*Your goal:*
Look through the entries that follow and return each line that has the string "other".

[Given information Boundary: Start]

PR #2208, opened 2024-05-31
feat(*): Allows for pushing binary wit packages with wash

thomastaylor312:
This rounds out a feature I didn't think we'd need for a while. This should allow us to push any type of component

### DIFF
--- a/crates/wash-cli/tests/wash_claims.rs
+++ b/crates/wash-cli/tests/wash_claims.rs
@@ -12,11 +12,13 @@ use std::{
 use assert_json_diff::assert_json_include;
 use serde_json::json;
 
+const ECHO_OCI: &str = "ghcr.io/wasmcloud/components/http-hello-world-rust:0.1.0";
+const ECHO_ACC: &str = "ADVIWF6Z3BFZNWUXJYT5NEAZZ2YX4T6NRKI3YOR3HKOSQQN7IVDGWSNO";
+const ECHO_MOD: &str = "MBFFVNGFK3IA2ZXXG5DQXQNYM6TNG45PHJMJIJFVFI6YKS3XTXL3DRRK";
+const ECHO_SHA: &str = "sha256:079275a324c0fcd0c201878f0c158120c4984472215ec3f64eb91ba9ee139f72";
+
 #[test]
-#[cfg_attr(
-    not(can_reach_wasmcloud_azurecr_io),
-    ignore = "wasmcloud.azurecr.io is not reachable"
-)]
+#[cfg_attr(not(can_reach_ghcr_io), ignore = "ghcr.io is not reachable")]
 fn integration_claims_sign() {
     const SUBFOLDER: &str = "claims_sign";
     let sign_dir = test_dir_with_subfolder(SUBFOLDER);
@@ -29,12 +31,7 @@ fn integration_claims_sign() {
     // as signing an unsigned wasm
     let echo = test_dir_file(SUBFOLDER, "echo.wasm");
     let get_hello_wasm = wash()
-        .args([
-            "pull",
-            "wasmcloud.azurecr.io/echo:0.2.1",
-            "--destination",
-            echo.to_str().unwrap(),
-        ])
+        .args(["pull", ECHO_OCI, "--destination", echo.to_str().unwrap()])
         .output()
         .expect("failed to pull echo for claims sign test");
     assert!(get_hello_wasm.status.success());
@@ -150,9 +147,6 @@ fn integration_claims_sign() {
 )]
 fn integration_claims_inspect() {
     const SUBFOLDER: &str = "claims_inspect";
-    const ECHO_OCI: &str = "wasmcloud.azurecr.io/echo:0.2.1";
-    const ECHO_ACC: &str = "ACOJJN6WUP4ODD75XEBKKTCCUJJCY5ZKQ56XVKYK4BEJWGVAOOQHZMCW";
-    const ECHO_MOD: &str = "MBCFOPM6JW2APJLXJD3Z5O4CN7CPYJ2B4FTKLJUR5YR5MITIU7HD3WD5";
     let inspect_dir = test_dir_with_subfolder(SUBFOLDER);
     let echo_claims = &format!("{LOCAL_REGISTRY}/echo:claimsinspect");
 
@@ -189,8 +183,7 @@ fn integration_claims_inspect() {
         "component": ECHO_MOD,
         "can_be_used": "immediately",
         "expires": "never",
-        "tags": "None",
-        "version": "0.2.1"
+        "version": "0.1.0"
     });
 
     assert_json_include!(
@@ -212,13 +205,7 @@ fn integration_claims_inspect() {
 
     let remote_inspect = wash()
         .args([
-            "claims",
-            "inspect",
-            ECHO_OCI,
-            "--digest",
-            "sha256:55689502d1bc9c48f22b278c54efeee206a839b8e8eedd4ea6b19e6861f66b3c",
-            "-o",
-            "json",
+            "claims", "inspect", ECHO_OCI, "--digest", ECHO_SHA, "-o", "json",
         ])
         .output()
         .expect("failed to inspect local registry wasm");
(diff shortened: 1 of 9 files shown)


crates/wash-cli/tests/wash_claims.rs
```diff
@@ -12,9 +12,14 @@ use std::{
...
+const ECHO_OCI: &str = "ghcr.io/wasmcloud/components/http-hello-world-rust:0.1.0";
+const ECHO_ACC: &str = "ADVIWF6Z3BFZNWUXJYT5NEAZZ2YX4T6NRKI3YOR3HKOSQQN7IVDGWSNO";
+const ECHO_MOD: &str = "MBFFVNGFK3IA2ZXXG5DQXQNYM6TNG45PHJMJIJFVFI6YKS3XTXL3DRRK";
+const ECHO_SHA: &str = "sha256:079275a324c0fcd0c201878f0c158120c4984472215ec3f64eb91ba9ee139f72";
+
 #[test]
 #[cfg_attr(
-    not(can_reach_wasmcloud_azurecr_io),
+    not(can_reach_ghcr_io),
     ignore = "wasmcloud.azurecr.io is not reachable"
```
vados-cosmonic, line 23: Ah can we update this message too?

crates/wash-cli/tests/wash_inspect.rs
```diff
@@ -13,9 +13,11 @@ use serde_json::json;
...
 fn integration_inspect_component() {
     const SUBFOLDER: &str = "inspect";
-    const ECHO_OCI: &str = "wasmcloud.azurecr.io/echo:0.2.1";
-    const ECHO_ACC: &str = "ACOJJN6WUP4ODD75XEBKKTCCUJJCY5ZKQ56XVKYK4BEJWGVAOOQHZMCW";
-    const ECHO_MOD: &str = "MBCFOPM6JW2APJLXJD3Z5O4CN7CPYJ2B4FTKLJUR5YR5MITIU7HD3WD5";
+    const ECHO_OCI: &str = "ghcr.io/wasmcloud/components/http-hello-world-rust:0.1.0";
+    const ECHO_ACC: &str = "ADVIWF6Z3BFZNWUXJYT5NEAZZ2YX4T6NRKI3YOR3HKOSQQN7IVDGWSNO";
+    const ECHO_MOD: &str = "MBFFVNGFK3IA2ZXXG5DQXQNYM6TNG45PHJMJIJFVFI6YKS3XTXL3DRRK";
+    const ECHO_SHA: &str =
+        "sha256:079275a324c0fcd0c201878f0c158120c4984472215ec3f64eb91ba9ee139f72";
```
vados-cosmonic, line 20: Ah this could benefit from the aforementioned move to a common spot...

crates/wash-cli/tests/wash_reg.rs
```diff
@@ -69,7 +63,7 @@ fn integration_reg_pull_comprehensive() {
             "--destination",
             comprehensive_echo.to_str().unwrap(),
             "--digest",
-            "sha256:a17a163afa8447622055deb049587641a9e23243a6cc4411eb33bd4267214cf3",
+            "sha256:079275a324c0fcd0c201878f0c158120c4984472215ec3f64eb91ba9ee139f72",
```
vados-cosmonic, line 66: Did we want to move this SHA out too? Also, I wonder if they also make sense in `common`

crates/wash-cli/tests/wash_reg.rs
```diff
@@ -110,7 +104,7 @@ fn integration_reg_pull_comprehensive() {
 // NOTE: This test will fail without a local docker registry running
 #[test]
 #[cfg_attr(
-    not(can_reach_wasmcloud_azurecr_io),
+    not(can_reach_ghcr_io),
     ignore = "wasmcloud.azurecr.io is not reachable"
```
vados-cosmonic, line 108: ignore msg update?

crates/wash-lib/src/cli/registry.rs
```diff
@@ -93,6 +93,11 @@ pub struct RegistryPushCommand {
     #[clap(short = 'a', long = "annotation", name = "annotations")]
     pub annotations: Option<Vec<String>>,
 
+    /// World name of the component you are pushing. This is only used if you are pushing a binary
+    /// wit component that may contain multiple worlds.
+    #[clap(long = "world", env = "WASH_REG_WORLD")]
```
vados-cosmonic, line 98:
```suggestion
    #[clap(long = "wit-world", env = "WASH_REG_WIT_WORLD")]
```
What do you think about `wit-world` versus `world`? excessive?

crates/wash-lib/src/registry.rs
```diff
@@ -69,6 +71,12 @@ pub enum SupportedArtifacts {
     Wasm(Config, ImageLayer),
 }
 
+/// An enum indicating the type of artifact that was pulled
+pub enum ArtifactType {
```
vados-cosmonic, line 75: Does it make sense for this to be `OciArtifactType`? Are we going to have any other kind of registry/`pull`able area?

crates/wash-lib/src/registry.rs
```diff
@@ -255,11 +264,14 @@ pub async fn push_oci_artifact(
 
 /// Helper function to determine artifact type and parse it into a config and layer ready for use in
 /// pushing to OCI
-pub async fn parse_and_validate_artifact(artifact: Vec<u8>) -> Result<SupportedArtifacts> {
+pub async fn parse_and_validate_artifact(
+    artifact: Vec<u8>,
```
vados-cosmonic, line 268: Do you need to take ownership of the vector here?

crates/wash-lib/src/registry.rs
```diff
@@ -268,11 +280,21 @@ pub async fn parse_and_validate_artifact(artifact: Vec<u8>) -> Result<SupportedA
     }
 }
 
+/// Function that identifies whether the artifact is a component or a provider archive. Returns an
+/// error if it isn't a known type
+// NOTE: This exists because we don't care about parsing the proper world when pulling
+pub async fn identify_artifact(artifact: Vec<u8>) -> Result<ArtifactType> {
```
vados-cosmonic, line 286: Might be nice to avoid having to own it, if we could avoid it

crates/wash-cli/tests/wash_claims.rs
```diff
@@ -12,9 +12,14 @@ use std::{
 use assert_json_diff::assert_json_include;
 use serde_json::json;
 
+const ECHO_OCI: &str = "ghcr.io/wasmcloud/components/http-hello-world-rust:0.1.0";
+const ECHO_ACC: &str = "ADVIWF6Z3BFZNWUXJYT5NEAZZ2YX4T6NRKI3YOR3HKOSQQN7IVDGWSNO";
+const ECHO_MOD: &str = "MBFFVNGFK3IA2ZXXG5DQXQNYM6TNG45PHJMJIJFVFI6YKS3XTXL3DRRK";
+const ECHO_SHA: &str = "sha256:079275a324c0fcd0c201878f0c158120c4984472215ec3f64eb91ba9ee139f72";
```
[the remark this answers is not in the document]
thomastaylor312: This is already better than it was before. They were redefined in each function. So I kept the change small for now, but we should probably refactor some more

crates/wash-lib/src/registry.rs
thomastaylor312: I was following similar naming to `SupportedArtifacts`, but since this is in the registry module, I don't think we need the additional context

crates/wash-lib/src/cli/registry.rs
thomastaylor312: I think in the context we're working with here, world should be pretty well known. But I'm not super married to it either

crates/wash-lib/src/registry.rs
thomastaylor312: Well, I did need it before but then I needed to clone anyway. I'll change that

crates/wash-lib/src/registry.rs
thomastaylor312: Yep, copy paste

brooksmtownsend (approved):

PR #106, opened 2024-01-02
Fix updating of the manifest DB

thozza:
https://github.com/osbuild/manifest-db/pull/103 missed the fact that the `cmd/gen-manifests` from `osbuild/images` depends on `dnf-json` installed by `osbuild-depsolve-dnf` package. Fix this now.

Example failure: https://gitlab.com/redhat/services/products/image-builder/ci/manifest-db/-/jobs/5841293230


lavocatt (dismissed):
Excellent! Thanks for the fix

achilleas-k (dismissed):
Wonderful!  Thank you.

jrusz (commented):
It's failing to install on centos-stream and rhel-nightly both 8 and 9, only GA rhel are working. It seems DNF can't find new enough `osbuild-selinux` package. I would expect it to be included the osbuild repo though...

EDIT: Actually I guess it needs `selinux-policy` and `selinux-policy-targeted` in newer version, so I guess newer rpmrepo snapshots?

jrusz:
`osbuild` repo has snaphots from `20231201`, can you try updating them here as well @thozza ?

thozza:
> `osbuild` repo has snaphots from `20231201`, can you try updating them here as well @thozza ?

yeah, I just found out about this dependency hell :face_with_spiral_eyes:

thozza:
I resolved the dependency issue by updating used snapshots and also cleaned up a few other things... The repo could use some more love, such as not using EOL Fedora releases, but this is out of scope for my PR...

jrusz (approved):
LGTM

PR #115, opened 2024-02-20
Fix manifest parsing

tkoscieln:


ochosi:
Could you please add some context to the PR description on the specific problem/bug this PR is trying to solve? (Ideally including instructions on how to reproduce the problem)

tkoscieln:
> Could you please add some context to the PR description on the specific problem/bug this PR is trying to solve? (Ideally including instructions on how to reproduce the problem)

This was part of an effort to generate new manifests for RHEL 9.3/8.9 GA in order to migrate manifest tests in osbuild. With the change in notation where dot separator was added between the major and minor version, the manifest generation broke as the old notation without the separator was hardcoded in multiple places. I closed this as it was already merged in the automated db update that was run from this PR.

[Given information Boundary: End]

*Response to this task:*
vados-cosmonic, line 75: Does it make sense for this to be `OciArtifactType`? Are we going to have any other kind of registry/`pull`able area?
I resolved the dependency issue by updating used snapshots and also cleaned up a few other things... The repo could use some more love, such as not using EOL Fedora releases, but this is out of scope for my PR...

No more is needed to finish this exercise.